# Cherokee Blizzard Plow



## Lawn Enforcer (Mar 20, 2006)

I have a 1999 Jeep Cherokee and I would like to put a plow on it. Would a Blizzard 6'8' light duty plow be sufficient? Or should I look into a Western, Meyer, Fisher, or Sno Way? I would just be doing a few drives so would a Snow Bear plow be okay? Can you back drag with a Snow Bear? Any help is appreciated.


----------



## itsgottobegreen (Mar 31, 2004)

Blizzard 680LT is the best choice for a jeep.


----------



## Lawn Enforcer (Mar 20, 2006)

I was looking at a Snow Bear online yesterday. My main thing is, can you back drag with them? I like the price tag, and I won't need to angle it much.


----------



## bryanj23 (Nov 17, 2006)

*I have a Snowbear...*

My 1994 Cherokee has a Snowbear TX75 on it. I haven't gotten to use it a lot this year as there hasn't been much of anything for snowfall but I did try back-dragging with it. It seems fine in 2" of wet snow. I was looking at all the light duty plows as well before buying the Snowbear. In the end, at this point I'm glad I didn't spend the extra money on a hydraulic rig because I have only used it 3 times and winter is half over!


----------



## Lawn Enforcer (Mar 20, 2006)

Is this your first year w/ the Snow Bear?

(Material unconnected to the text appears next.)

PR #20917, opened 2025-10-16
[ty] Fix panic 'missing root' when handling completion request

MichaReiser:
## Summary

Fixes a panic in `list_modules_in` (which is called by the completions request) when the file root for editable installs or a custom typeshed path was missing.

Do you think it could back drag a 2 foot drift from a door?


----------



## JeepTJ (Nov 4, 2006)

Lawn Enforcer;345609 said:


> I have a 1999 Jeep Cherokee and I would like to put a plow on it. Would a Blizzard 6'8' light duty plow be sufficient? Or should I look into a Western, Meyer, Fisher, or Sno Way? I would just be doing a few drives so would a Snow Bear plow be okay? Can you back drag with a Snow Bear? Any help is appreciated.

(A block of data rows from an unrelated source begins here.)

PR #20900, opened 2025-10-15
[ty] display variance on hover over type variables

mtshiba:
## Summary

Edit: please merge #20924 first

Closes astral-sh/ty#1348

The variance of a type variable is displayed (next to the type) when hovered over.
They are also displayed in the type parameters list.

This is an enhancement to the language server, but also includes some internal additions to `ty_python_semantic` (such as calculating variances for type aliases).

## Test Plan

New tests in `ty_ide/hover/tests`.

PR #20924, opened 2025-10-16
[ty] impl `VarianceInferable` for `KnownInstanceType`

mtshiba:
## Summary

Derived from #20900

Implement `VarianceInferable` for `KnownInstanceType` (especially for `KnownInstanceType::TypeAliasType`).

The variance of a type alias matches its value type. In normal usage, type aliases are expanded to value types, so the variance of a type alias can be obtained without implementing this. However, for example, if we want to display the variance when hovering over a type alias, we need to be able to obtain the variance of the type alias itself (cf. #20900).

## Test Plan

I couldn't come up with a way to test this in mdtest, so I'm testing it in a test submodule at the end of `types.rs`.
I also added a test to `mdtest/generics/pep695/variance.md`, but it passes without the changes in this PR.

### DIFF
--- a/crates/ty_python_semantic/src/types.rs
+++ b/crates/ty_python_semantic/src/types.rs
@@ -10775,6 +10775,7 @@ impl<'db> PEP695TypeAliasType<'db> {
         semantic_index(db, scope.file(db)).expect_single_definition(type_alias_stmt_node)
     }
 
+    /// The RHS type of a PEP-695 style type alias with specialization applied.
     #[salsa::tracked(cycle_fn=value_type_cycle_recover, cycle_initial=value_type_cycle_initial, heap_size=ruff_memory_usage::heap_size)]
     pub(crate) fn value_type(self, db: &'db dyn Db) -> Type<'db> {
         let value_type = self.raw_value_type(db);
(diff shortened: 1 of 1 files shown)


crates/ty_python_semantic/src/types.rs
```diff
@@ -10783,6 +10790,15 @@ impl<'db> PEP695TypeAliasType<'db> {
         }
     }
 
+    pub(crate) fn raw_value_type(self, db: &'db dyn Db) -> Type<'db> {
```
sharkdp, line 10804: Can we please document what `raw_value_type` does compared to `value_type`?

More importantly, `value_type` has fixpoint handling, but `raw_value_type` does not. Does this lead to problems with recursive type aliases?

I bought a Sno-Way ST90 through plowsunlimited.com for my 00 Cherokee Sport. It was dropped shipped from the SnoWay factory to a local hardware store (Shipping was $100 less to the HW store than to my house). The ST90 has down pressure and does a great job of back dragging. It was also a benefit in scrapping up the icy slush we had the other day here. This is the first year with my SnoWay/Jeep, but so far I like it (them) a LOT more than the FS GMC pickup truck and Diamond plow I had. (Much better traction and is much, much easier to manuver around in driveway conditions.)

Check here for a 01 Cherokee with a MT80 mounted to the front http://www.plowsite.com/showthread.php?t=35095&page=3 at the bottom of the page. This tread is what got me convinced to go with the SnoWay.

The ST is shorter than the MT series, but I wanted the 90 inch width over the 80 inch of the MT because I have a very tight radius turn and the extra width blade helps keep my tires out of the ditch. 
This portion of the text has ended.